We view it as Hillary Clinton’s defeat. Trump did not present a coherent program to “make America great again,” but Clinton represented a political establishment that has created too many victims and provided too few solutions for too long.

Under Republicans and Democrats alike, rural areas have been whipsawed by weather extremes that have damaged agriculture, by trade agreements that have made it easy for manufacturers to move overseas and by an opioid epidemic that went unnoticed for years until it hit the suburbs. It’s no surprise that voters in those areas opted in desperation for a wild card like Trump instead of more of the same from Clinton. op-kirtz-cartoon

Still, Clinton might have matched her plurality in the popular vote with a majority in the Electoral College if so many black voters hadn’t demonstrated with their low turnout that they were fed up. They voted against Clinton and the status quo by staying home Nov. 8.

Despite having Republican majorities in both chambers of Congress, Trump must recognize that he has no popular mandate for any specific proposal. His only mandate is to find some way to respond to the needs of the victimized majority.

A few other election thoughts:

  • We’re glad Trump told “60 Minutes” that his supporters who harass people and destroy property should “stop it,” but that isn’t enough. He must declare, over and over, that he disavows discrimination, bigotry and the support of hate groups.
  • Overlooked on Election Night was the loss of a genuine neo-Nazi and ex-Klansman, David Duke, who flopped in his bid for the U.S. Senate from Louisiana.

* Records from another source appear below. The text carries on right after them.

PR #127, opened 2023-03-03
chore(rln): ensure all dependencies have fixed revision 

### LINKED ISSUE #126: chore(rln): ensure all dependencies have fixed revision
Ensure all dependencies have fixed revision in order to publish a stable version of rln

tyshko-rostyslav:
Closes #126

### DIFF
--- a/rln/Cargo.toml
+++ b/rln/Cargo.toml
@@ -13,39 +13,38 @@ doctest = false
 
 [dependencies]
 # ZKP Generation
-ark-ec = { version = "0.3.0", default-features = false }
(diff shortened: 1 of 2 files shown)


rymnc:
Shouldn't we do this for the other packages too? (rln-wasm)

tyshko-rostyslav:
> Shouldn't we do this for the other packages too? (rln-wasm)

I updated all connected crates, but `rln-wasm` is actually independent, so I guess not.

rymnc:
Just checked out the issue, looks like it's specific to rln. LGTM then!

rymnc (approved):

Duke received 3 percent of the vote, which gives us a reasonable approximation for the portion of Trump’s support that came from anti-Semites and racists.

It’s a scary total — it means the number of Americans who hate Jews likely exceeds the number of Jews — but it didn’t elect Trump.

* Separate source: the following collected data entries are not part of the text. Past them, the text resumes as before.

Issue #135, opened 2023-03-23
add `wasm-strip` to reduce size even more 


tyshko-rostyslav:
Using `wasm-strip` on the latest master made `rln_wasm_bg.wasm` file to be of size 509KB, instead of 612KB

PR #137, opened 2023-03-23
add wasm-strip to reduce size even more 

tyshko-rostyslav:
Closes: #135

### DIFF
--- a/Makefile
+++ b/Makefile
@@ -12,6 +12,9 @@ ifdef CI
 endif
 
 installdeps: .pre-build
+	@git clone --recursive https://github.com/WebAssembly/wabt.git
+	@cd wabt && make
+	@sudo make install
 
 build: .pre-build
 	@cargo make build
--- a/Makefile
+++ b/Makefile
@@ -12,9 +12,10 @@ ifdef CI
 endif
 
 installdeps: .pre-build
+	@sudo apt-get update
+	@sudo apt-get install -y cmake ninja-build
 	@git clone --recursive https://github.com/WebAssembly/wabt.git
-	@cd wabt && make
-	@sudo make install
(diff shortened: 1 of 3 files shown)


rymnc:
Should wasm-strip be added to the deps in the Makefile?
You can add the post-build task to the dependency array https://github.com/vacp2p/zerokit/blob/658d07ae8cd7148a7d7a8237d2400bd88c7a7abf/rln-wasm/Makefile.toml#L8-L14 so that it runs automatically

tyshko-rostyslav:
> Should wasm-strip be added to the deps in the Makefile? You can add the post-build task to the dependency array
> 
> https://github.com/vacp2p/zerokit/blob/658d07ae8cd7148a7d7a8237d2400bd88c7a7abf/rln-wasm/Makefile.toml#L8-L14
> 
> so that it runs automatically

wasm-strip, cannot be a dependency of `build`, since it needs a built `.wasm` file to work with first.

  • Much has been made of Clinton’s victory in the popular vote. While the much-maligned Electoral College overweights the smallest states and leads residents of noncompetitive states to believe that their votes don’t matter, the system spares us a national precinct-by-precinct challenge of every ballot in the close elections that have become the norm.

This wasn’t just the second election in 16 years that the top vote-getter lost the Electoral College. It was also the seventh time in 18 elections since World War II in which no candidate won a popular majority.

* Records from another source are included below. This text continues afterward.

PR #138, opened 2023-03-23
fix(rln): move std::path to cfg_if block

rymnc:
std::path::Path is unused in the wasm context, therefore, moved the import to the cfg_if block


tyshko-rostyslav (approved):
LGTM

PR #140, opened 2023-03-28
Macro to call functions with an error message

tyshko-rostyslav:


rln-wasm/src/lib.rs
```diff
@@ -20,6 +20,64 @@ pub struct RLNWrapper {
...
+            let new_instance: &mut RLNWrapper = $instance.process();
+            if new_instance.instance.$method($($arg.process()),*).is_ok() {
+                Ok(())
+            } else {
+                Err($error_msg)
+            }
+
+        }
+    }
+}
```
rymnc, line 39: if the method returns a result, we can bubble the error up. please combine the errors so that it is more meaningful

tyshko-rostyslav: Methods that can be used here return `bool` only, no `Result`s

rymnc: we use .is_ok() though, am i missing something?

tyshko-rostyslav: I was wrong, pointing to a function with the same name but different signature.

Fixed as requested

rymnc: Awesome, thanks!

rymnc (approved):
LGTM, as a side note, whenever updating rln-wasm, please add @richard-ramos as a reviewer too :)

richard-ramos (approved):
I like this PR! Code is more elegant and cleaner. :100:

Also, our electoral system isn’t an anti-democratic outlier. In Israel and other parliamentary nations, the prime minister can come from a party that lost the election if he or she can cobble together a coalition.

The United Kingdom, which elects members of the House of Commons by individual district (like the U.S. House) instead of by proportion of the popular vote, could get a prime minister whose party wins a majority of seats despite losing the popular vote.

For those determined to change the system, we suggest skipping a constitutional amendment and instead working at the state level.

No state must use the winner-take-all system. Georgia could pick electors by congressional district, by statewide proportion or by the results of the national popular vote.

If that’s change you can believe in, the General Assembly session is only two months away.